Gradient boosting classifiers with a multiclass target (i.e. more than two distinct labels) behave differently than either continuous regression or binary classification. At each iteration, a separate tree is built for each class such that the final node matrix for a multi-class forest will have shape (n_samples, n_estimators, n_classes).

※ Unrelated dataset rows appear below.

PR #2225, opened 2024-09-05
Register widgets for disposal

mkondratek:
## Test plan
1. n/a

### DIFF
--- a/src/main/kotlin/com/sourcegraph/cody/edit/LensesService.kt
+++ b/src/main/kotlin/com/sourcegraph/cody/edit/LensesService.kt
@@ -1,6 +1,5 @@
 package com.sourcegraph.cody.edit
 
-import com.intellij.openapi.application.runInEdt
 import com.intellij.openapi.components.Service
 import com.intellij.openapi.components.service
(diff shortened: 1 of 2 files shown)


src/main/kotlin/com/sourcegraph/cody/edit/LensesService.kt
```diff
@@ -57,46 +57,45 @@ class LensesService(val project: Project) {
...
-              }
-              .toMap()
-
-      lensGroups[uri]?.values?.forEach { Disposer.dispose(it) }
-      newLensGroups.forEach { (taskId, rangeAndLensGroup) ->
-        val (range, lensGroup) = rangeAndLensGroup
-        val isNewTask = !lensGroups.containsKey(taskId)
-        lensGroup.show(range, shouldScrollToLens = isNewTask)
-      }
+    val vf = CodyEditorUtil.findFileOrScratch(project, uri) ?: return
```
mkondratek, line 62: only removed `runInEdt {}` wrapping here as we do it where we call the method

pkukielka (approved):
LGTM

PR #2227, opened 2024-09-05
fix/Webview: Make Cody: Restart Cody close Webview panels and restore Webview views

dominiccooney:
Fixes CODY-3546.

Hook the "stop agent" method to clean up webviews.

Some tidy ups:

- Move webviews into their own package.
- Break large webview files apart, and organize them by layer.
- Add a README.md describing this structure.
- Be explicit about UNIX-style line endings with Spotless.

## Test plan

1. Open some chats, chat in the sidebar
2. Shift-shift, Cody: Restart Cody action
3. Verify that the chat panels close and the sidebar reloads

## Changelog

The webview-based chat now works after restarting Cody.


src/main/kotlin/com/sourcegraph/cody/agent/CodyAgentService.kt
```diff
@@ -119,9 +120,12 @@ class CodyAgentService(private val project: Project) : Disposable {
     return codyAgent
   }
 
-  fun stopAgent(project: Project?): CompletableFuture<Unit>? {
+  fun stopAgent(project: Project?): CompletableFuture<Void>? {
     try {
-      return codyAgent.getNow(null)?.shutdown()
+      val shutdownFuture = codyAgent.getNow(null)?.shutdown()
+      return (shutdownFuture ?: CompletableFuture.completedFuture(null)).thenRun {
```
pkukielka: That makes it impossible to wait for original `shutdownFuture` to finish.
Why not just `shutdownFuture.thenRun { ... }`?

BTW. Do we care if webview if restarted before, after, or just roughly in the same time as agent? I think it needs working agent anyway, so the above should do no harm.

dominiccooney: > That makes it impossible to wait for original shutdownFuture to finish.

@pkukielka could you elaborate?

If `shutdownFuture` is non-`null`, then `(shutdownFuture ?: CompletableFuture.completedFuture(null)).thenRun { ... }` &rArr; `shutdownFuture.thenRun { ... }`. Waiting for the result of that obviously also waits for the `shutdownFuture`.

If `shutdownFuture` is `null`, then there *is* no `shutdownFuture` to wait for.

> Do we care if webview if restarted before, after, or just roughly in the same time as agent? I think it needs working agent anyway, so the above should do no harm.

Depends exactly what you mean by "restart". But it is cleanest if agent stops, we clean up a bit of webview state like which tool windows are occupied, and then the next agent session starts.

dominiccooney: > Why not just shutdownFuture.thenRun { ... }?

Because `shutdownFuture` might be null.

> That makes it impossible to wait for original shutdownFuture to finish.

Sorry, this was clowny, 🤡  I have improved it. PTAL.

> BTW. Do we care if webview if restarted before, after, or just roughly in the same time as agent? I think it needs working agent anyway, so the above should do no harm.

Ideally we stop agent, then clean up a bit of web UI state like which Tool Windows are occupied, and then start the next agent.

Stopping the webviews first isn't great, because agent might be busy making new ones.

pkukielka (approved):
LGTM, thank for the fix!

In order to fit the NN paradigm with Hamming distance finding, these forests must be accommodated. This commit makes the following changes:

  • Adds a new estimator attribute called n_trees_per_iteration_ which is a list of size self.n_forests_ and captures the number of parallel trees created per iteration. For GB multi-class forests, this is set to n_classes (> 2). For all other forests this is set to 1.
  • Adjusts the data structure of the estimator attribute called tree_weights_. Previously, this was a 2D numpy array of shape (n_forests_, n_estimators), but because multiclass forests will have (n_estimators * n_classes) trees, the weights shape may vary from forest to forest. Now this is a list with size n_forests_ of numpy arrays with shape (n_estimators * n_trees_per_iteration_[i]).
  • Modified forest weights when applied to multi-class forests. Because there are more trees in these forests, the forest weight needs to be adjusted (i.e. divided by n_trees_per_iteration_[i]) when calculating final weight. This ensures that each forest continues to have the user-specified (or equal) weights.
  • Removed ensemble_delta_loss and consolidated it into GBNodeTransformer._set_tree_weights
  • Created a new test to ensure correct estimator attributes on GBNodeTransformer objects.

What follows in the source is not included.